:: Material to process

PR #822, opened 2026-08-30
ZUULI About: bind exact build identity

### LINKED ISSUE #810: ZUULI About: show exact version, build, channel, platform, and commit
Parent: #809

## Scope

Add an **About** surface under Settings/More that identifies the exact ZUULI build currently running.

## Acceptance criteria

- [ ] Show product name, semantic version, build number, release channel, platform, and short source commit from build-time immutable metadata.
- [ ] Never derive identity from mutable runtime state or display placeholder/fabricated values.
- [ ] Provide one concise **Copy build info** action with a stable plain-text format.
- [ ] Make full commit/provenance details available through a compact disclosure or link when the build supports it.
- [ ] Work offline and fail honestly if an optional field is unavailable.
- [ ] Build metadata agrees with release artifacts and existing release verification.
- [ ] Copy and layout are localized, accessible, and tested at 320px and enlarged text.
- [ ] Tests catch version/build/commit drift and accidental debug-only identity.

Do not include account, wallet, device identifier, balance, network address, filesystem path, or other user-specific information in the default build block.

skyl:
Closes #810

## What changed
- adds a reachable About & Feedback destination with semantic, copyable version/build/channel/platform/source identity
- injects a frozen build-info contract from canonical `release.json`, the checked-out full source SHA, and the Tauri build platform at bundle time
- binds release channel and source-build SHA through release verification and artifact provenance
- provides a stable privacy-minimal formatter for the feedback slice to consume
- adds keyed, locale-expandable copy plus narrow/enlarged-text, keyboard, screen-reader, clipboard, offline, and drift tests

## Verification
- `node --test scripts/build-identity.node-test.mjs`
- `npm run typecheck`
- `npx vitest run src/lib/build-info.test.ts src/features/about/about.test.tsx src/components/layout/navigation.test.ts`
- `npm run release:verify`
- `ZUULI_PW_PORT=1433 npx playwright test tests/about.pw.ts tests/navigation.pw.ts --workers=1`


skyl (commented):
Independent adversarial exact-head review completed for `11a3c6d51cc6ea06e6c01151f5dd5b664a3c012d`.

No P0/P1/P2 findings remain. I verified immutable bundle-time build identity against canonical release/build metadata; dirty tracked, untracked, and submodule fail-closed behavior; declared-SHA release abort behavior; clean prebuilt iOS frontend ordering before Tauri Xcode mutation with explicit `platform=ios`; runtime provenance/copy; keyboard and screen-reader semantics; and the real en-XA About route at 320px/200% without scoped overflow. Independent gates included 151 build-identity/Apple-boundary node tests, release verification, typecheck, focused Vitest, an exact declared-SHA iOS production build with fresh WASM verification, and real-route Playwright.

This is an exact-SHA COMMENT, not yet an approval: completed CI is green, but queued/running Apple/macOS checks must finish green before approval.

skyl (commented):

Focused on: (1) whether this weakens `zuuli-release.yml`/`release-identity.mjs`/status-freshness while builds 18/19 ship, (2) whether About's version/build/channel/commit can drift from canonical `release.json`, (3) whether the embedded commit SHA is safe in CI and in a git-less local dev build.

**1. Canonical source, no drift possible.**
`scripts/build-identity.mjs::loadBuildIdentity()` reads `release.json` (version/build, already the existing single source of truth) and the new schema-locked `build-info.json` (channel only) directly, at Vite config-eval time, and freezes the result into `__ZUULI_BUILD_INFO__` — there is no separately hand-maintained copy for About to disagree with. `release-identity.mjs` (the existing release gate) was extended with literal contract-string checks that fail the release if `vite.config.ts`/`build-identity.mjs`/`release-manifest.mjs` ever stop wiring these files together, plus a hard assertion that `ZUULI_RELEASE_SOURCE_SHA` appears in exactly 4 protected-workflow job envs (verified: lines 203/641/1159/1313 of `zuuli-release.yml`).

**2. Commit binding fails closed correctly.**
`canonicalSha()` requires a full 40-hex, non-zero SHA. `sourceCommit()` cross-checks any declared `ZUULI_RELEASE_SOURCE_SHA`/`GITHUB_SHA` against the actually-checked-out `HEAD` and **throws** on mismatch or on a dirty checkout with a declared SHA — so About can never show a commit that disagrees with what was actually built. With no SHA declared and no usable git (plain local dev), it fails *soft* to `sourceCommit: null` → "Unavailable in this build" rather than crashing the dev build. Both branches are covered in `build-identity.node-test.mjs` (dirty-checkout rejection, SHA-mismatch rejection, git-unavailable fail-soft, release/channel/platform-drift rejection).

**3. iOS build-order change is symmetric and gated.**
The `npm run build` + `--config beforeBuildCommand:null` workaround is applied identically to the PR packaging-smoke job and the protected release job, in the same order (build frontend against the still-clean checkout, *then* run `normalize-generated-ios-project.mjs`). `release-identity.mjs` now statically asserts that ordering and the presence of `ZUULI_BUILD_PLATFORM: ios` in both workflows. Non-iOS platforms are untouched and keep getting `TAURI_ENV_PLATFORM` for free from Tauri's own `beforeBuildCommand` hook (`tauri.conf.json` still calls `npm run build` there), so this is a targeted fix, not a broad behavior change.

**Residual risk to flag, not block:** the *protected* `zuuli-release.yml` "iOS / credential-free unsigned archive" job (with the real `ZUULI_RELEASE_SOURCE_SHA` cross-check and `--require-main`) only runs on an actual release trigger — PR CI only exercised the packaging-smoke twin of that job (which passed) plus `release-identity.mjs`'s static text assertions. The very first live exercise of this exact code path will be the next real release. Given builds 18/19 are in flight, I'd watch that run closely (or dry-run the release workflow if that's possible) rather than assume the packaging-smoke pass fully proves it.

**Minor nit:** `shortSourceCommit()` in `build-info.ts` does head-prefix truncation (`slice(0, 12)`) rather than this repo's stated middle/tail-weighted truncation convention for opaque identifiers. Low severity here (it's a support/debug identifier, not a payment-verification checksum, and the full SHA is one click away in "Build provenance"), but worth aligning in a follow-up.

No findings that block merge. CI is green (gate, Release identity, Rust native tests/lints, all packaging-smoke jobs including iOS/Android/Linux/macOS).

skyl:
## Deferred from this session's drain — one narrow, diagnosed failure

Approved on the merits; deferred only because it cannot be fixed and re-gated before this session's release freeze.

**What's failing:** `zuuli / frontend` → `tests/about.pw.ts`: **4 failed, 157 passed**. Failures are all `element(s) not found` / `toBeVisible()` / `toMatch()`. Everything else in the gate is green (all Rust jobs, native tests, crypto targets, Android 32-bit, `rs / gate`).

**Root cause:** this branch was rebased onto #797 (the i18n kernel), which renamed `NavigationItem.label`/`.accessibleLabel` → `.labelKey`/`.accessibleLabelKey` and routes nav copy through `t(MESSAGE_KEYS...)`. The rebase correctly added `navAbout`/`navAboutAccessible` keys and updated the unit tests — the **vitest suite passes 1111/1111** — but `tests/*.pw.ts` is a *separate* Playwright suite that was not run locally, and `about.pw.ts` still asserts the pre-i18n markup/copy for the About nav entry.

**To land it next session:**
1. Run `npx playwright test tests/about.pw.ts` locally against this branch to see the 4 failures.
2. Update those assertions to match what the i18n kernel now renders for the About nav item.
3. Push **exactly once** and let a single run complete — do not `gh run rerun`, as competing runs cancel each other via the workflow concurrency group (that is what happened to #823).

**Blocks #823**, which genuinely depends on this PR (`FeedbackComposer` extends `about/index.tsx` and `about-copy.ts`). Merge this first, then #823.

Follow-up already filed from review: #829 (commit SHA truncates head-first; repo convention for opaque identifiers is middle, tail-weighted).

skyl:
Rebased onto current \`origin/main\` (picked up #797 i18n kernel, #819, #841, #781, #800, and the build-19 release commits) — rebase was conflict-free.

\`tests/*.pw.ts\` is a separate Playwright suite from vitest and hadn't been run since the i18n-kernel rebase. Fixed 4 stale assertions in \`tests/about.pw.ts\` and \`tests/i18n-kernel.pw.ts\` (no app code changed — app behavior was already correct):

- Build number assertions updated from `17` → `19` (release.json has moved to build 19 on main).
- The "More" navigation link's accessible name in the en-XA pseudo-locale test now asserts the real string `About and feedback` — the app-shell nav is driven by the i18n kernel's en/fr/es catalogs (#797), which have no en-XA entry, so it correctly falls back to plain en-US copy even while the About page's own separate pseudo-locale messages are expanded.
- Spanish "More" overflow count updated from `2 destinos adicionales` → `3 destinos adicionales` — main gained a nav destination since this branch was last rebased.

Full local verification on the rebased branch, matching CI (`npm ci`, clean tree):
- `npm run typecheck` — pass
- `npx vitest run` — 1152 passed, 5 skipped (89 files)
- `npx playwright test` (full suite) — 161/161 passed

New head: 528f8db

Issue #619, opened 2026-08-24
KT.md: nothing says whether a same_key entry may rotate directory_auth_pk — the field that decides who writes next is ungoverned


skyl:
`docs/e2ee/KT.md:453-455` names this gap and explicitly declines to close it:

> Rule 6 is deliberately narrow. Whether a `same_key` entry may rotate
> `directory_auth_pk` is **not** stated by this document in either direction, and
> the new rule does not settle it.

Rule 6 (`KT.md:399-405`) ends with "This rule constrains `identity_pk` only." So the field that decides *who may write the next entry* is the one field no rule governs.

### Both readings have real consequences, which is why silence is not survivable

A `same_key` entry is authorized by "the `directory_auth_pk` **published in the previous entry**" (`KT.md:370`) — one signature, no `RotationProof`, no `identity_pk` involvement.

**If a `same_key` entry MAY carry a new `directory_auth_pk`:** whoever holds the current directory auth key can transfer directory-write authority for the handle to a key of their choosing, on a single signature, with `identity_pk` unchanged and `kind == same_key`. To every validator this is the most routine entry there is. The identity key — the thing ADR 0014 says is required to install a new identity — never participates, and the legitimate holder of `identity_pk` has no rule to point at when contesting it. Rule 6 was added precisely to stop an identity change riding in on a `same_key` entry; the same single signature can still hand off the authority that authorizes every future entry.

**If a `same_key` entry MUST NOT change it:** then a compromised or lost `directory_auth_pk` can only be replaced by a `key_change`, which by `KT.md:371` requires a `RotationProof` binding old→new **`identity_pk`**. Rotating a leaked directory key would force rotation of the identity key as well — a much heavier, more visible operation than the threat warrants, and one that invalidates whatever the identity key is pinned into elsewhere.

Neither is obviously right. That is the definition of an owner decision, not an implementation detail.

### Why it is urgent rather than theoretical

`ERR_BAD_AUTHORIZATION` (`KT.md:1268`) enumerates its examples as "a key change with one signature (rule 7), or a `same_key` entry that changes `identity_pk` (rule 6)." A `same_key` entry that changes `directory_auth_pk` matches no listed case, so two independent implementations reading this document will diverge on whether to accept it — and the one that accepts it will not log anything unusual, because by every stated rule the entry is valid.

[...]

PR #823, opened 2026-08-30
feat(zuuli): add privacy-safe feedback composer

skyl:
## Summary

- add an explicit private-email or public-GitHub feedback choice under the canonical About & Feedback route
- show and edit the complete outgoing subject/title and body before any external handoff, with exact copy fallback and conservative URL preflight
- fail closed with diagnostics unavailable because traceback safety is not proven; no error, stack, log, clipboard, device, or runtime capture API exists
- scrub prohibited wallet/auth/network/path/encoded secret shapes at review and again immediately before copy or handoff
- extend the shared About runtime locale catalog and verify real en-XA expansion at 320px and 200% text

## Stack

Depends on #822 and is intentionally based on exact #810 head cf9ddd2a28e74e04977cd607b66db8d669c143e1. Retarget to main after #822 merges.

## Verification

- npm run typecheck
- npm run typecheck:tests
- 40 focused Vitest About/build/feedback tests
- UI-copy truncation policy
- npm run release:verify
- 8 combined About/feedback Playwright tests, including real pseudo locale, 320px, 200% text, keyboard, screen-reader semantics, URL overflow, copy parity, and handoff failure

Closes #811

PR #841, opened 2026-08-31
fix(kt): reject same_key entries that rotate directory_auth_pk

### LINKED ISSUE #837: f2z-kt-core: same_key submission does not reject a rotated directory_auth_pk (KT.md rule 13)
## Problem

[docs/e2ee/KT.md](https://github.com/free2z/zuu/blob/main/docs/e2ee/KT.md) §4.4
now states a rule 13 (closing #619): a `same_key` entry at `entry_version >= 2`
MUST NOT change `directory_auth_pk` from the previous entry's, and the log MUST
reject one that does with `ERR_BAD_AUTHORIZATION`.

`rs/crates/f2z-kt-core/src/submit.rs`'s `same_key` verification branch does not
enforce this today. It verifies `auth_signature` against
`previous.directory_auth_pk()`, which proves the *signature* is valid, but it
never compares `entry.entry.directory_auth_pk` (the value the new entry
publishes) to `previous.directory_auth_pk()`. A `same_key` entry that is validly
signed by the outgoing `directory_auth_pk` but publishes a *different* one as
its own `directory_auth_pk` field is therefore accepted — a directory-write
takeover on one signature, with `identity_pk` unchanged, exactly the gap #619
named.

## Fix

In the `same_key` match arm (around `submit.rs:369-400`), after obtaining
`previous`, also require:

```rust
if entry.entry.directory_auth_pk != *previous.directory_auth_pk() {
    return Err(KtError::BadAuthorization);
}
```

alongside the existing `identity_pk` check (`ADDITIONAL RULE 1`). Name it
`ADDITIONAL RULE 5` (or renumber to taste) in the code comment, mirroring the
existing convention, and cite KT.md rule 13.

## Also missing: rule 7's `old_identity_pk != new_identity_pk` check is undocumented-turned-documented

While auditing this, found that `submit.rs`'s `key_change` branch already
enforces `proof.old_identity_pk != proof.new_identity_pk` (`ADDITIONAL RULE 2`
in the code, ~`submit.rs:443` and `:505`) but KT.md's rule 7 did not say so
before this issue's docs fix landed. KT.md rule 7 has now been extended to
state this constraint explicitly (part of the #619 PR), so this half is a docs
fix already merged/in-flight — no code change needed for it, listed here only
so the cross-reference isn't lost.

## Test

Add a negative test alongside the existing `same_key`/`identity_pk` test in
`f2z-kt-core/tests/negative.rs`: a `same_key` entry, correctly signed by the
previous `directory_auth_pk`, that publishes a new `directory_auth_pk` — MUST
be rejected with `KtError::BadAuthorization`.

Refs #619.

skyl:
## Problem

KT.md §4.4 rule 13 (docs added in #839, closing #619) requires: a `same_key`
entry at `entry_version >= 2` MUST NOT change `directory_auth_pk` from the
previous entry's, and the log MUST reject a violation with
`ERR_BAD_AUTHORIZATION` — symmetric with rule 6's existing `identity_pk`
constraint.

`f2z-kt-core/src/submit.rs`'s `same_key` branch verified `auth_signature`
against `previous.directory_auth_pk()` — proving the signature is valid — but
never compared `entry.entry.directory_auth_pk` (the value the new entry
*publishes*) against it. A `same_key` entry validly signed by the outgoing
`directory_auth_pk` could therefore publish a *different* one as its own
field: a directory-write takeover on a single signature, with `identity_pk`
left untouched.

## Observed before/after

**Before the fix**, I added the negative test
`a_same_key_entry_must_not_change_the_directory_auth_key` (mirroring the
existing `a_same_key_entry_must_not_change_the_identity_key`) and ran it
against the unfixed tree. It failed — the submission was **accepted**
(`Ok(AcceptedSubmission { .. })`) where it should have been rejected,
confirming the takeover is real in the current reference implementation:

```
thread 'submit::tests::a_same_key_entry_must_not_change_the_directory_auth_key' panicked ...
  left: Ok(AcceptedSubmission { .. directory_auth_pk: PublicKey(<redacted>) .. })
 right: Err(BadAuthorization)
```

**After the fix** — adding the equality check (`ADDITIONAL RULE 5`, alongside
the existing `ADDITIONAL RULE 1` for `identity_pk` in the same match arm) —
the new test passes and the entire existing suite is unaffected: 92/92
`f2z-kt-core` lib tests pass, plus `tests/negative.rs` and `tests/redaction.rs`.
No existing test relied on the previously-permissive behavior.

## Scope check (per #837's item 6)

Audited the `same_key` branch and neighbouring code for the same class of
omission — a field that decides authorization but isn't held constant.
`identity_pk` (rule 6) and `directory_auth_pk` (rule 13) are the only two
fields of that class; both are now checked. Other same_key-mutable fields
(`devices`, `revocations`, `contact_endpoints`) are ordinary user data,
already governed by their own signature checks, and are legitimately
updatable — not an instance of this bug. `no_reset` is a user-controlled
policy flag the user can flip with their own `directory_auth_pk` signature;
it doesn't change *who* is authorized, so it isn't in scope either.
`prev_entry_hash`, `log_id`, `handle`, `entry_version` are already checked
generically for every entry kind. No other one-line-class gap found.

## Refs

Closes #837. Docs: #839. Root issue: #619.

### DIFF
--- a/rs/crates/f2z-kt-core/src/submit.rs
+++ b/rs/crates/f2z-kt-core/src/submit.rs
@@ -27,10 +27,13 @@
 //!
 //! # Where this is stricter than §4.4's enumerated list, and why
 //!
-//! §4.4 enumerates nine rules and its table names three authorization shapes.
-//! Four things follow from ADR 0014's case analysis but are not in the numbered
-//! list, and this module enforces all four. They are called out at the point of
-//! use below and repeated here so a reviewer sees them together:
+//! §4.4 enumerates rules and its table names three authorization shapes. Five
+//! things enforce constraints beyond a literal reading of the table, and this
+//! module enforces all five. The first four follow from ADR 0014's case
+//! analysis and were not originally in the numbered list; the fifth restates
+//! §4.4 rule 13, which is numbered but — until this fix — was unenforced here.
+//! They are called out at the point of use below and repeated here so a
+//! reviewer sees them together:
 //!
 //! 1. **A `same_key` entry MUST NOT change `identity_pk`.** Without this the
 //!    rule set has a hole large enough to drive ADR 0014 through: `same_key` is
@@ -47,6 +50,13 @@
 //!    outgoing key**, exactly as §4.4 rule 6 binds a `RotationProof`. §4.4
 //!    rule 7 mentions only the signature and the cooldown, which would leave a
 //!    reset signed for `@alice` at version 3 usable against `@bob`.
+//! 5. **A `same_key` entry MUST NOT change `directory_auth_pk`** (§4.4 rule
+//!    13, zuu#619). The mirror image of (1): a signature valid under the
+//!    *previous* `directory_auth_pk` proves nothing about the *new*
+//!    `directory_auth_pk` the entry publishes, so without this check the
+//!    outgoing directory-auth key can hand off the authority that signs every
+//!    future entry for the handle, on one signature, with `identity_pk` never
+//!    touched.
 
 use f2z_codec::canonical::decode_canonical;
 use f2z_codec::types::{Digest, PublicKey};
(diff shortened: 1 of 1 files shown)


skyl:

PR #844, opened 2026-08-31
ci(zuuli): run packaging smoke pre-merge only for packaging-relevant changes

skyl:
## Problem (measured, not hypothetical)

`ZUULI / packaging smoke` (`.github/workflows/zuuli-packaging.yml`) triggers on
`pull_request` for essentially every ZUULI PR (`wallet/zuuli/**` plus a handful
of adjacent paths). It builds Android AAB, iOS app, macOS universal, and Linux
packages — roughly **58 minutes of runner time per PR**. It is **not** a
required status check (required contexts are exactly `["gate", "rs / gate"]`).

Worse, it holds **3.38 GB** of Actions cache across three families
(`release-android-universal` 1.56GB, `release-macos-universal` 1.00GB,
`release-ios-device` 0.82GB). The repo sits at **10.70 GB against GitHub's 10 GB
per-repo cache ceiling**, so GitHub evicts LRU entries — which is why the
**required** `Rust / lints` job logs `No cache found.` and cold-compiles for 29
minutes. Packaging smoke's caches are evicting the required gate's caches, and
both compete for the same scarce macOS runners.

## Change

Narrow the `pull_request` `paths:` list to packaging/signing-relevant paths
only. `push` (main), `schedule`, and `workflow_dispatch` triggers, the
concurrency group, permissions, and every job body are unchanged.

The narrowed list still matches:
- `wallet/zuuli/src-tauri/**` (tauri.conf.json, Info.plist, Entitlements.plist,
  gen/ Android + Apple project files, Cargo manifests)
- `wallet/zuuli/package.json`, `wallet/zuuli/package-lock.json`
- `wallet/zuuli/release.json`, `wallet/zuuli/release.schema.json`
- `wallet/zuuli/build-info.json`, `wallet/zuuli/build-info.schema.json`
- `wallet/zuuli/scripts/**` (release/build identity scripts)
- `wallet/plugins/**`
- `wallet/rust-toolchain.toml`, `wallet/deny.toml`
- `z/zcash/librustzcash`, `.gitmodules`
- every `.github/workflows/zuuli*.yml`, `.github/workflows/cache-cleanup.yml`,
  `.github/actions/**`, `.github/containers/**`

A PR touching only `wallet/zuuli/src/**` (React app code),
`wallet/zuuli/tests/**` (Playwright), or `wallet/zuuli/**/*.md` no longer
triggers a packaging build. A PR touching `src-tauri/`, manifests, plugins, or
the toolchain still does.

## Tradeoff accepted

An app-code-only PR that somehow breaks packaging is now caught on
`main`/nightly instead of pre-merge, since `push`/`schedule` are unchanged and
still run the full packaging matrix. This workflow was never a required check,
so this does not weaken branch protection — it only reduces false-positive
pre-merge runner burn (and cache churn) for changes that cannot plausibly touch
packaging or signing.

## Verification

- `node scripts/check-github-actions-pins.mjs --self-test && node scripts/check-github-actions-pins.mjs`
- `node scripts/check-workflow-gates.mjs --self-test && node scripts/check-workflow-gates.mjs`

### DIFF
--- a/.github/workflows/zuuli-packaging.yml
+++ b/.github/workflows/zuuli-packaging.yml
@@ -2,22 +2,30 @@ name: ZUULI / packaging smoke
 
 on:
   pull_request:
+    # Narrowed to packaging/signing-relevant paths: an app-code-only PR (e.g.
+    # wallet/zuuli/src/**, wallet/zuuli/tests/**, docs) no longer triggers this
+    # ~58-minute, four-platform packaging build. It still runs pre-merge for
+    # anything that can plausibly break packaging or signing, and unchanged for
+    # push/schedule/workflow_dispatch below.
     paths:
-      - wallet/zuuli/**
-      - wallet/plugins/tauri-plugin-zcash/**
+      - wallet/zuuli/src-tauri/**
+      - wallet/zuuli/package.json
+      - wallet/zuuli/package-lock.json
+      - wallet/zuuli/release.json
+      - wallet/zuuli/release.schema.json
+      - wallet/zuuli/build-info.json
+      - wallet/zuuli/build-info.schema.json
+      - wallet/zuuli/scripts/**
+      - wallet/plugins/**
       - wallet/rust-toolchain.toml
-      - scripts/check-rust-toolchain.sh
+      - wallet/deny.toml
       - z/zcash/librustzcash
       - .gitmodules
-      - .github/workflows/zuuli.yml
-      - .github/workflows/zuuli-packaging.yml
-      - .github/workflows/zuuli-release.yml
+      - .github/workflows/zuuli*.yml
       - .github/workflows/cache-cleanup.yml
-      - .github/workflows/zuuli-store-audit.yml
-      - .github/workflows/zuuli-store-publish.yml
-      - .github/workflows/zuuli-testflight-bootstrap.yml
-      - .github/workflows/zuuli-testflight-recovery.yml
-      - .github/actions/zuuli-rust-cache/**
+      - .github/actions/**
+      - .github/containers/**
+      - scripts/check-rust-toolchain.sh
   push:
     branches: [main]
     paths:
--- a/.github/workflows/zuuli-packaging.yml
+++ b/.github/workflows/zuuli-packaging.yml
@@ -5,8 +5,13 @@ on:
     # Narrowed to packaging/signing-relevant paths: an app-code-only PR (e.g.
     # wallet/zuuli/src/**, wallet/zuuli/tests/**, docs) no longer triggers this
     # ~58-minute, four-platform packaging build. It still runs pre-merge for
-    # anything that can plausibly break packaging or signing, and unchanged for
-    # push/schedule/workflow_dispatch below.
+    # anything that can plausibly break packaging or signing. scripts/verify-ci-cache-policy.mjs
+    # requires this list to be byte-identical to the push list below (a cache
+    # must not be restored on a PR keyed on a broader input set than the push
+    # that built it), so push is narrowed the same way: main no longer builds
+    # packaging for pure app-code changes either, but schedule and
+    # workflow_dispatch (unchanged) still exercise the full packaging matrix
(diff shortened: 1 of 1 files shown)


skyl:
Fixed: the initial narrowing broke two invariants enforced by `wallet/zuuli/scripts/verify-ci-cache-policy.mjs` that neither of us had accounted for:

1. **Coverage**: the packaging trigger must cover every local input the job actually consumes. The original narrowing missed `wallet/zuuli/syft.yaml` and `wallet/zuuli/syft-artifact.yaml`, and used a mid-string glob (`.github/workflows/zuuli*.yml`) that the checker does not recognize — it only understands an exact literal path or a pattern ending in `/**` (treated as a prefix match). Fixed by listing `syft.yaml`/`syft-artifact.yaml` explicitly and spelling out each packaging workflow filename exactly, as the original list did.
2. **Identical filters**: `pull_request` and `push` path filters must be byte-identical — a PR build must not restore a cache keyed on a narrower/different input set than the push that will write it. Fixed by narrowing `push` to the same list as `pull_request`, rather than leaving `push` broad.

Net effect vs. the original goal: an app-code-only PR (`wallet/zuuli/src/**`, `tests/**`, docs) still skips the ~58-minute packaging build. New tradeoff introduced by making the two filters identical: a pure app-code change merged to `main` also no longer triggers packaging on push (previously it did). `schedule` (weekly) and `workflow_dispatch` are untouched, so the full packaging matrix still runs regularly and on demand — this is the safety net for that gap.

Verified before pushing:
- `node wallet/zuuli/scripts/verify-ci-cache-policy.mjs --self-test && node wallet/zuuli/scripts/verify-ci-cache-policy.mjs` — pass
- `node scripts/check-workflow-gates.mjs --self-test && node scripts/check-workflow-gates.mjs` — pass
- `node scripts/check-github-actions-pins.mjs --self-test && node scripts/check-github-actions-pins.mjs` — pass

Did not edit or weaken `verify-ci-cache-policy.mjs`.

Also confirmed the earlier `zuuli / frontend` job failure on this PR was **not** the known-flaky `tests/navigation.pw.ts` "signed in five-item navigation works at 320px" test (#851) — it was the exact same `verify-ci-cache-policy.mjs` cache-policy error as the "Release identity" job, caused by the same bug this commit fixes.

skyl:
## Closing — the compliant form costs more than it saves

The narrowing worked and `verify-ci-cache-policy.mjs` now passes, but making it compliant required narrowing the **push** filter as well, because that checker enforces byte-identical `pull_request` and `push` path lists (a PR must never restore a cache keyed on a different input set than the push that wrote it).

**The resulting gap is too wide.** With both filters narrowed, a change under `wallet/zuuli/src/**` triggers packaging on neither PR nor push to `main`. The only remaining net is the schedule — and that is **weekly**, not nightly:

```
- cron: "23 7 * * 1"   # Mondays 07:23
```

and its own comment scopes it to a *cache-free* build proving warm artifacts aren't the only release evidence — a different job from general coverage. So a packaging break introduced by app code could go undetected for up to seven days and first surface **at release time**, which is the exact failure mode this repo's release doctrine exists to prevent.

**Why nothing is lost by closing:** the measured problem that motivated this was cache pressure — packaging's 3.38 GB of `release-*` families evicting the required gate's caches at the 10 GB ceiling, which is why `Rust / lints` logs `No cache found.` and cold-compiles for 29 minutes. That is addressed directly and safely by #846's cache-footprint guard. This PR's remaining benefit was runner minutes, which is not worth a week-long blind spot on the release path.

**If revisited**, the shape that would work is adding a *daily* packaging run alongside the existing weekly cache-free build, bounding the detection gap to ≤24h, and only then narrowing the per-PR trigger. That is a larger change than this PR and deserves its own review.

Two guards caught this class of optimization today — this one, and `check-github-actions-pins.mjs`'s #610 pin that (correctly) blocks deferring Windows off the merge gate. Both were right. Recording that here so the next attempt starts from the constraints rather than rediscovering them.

::::

Assigned task
In the records, locate each line holding the string "gitmodules" and copy it.

Exercise solution
- `z/zcash/librustzcash`, `.gitmodules`
       - .gitmodules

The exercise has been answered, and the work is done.